Source data -
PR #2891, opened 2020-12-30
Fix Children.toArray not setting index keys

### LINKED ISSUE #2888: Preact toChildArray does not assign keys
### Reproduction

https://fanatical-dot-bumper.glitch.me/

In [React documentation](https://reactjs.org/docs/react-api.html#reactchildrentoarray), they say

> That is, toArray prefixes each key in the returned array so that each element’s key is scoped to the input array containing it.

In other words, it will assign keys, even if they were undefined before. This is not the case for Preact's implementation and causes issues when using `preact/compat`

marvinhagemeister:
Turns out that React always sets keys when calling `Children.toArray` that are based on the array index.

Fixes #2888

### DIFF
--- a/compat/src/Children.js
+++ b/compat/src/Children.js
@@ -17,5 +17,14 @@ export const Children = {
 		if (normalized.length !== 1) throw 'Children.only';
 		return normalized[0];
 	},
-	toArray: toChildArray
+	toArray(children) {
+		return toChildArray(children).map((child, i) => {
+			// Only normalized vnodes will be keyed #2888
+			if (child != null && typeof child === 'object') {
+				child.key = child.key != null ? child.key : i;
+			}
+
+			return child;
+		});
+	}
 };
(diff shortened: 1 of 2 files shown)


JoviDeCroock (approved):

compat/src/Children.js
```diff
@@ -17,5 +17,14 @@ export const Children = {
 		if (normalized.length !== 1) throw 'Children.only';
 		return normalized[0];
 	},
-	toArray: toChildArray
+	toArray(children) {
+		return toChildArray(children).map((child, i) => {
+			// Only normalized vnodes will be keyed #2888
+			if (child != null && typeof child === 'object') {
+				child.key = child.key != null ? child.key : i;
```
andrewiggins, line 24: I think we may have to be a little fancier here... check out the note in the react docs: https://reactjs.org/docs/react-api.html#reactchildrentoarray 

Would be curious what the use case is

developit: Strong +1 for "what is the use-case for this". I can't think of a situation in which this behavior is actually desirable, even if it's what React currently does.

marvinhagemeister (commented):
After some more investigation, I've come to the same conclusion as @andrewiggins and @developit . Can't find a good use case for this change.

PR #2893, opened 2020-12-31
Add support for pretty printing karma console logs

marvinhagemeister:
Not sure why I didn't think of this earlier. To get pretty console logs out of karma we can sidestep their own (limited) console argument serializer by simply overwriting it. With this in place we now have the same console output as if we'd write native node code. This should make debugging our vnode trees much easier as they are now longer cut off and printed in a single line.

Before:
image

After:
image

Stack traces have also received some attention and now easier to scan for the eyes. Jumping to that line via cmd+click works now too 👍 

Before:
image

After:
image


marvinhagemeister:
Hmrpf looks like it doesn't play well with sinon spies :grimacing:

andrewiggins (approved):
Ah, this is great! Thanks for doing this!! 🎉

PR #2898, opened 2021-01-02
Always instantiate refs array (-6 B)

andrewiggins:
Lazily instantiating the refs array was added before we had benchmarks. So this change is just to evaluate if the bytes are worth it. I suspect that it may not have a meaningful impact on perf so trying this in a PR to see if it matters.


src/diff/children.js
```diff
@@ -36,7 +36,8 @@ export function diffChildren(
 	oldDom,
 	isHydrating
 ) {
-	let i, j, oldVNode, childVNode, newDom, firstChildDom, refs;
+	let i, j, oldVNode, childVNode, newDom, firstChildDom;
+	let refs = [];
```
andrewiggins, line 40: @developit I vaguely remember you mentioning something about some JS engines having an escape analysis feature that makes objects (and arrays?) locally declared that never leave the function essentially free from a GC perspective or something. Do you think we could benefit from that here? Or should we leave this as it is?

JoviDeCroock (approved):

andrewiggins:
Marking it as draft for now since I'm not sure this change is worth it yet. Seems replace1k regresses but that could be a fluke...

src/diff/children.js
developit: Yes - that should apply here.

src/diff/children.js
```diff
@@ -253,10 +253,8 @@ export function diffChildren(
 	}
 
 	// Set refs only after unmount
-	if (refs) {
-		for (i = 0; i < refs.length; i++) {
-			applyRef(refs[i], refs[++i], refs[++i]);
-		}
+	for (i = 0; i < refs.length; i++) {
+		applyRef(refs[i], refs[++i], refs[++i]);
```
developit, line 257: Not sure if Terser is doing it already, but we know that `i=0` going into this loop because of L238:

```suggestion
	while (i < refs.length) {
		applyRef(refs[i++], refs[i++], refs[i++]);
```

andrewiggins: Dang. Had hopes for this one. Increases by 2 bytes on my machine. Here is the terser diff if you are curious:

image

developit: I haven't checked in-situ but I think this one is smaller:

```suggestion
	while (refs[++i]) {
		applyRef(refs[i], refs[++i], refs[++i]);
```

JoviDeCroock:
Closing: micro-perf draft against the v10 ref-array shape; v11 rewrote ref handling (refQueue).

Activity -
Among the lines above, which ones hold the string "html"? Show them.

Answer to this exercise -
In [React documentation](https://reactjs.org/docs/react-api.html#reactchildrentoarray), they say
andrewiggins, line 24: I think we may have to be a little fancier here... check out the note in the react docs: https://reactjs.org/docs/react-api.html#reactchildrentoarray 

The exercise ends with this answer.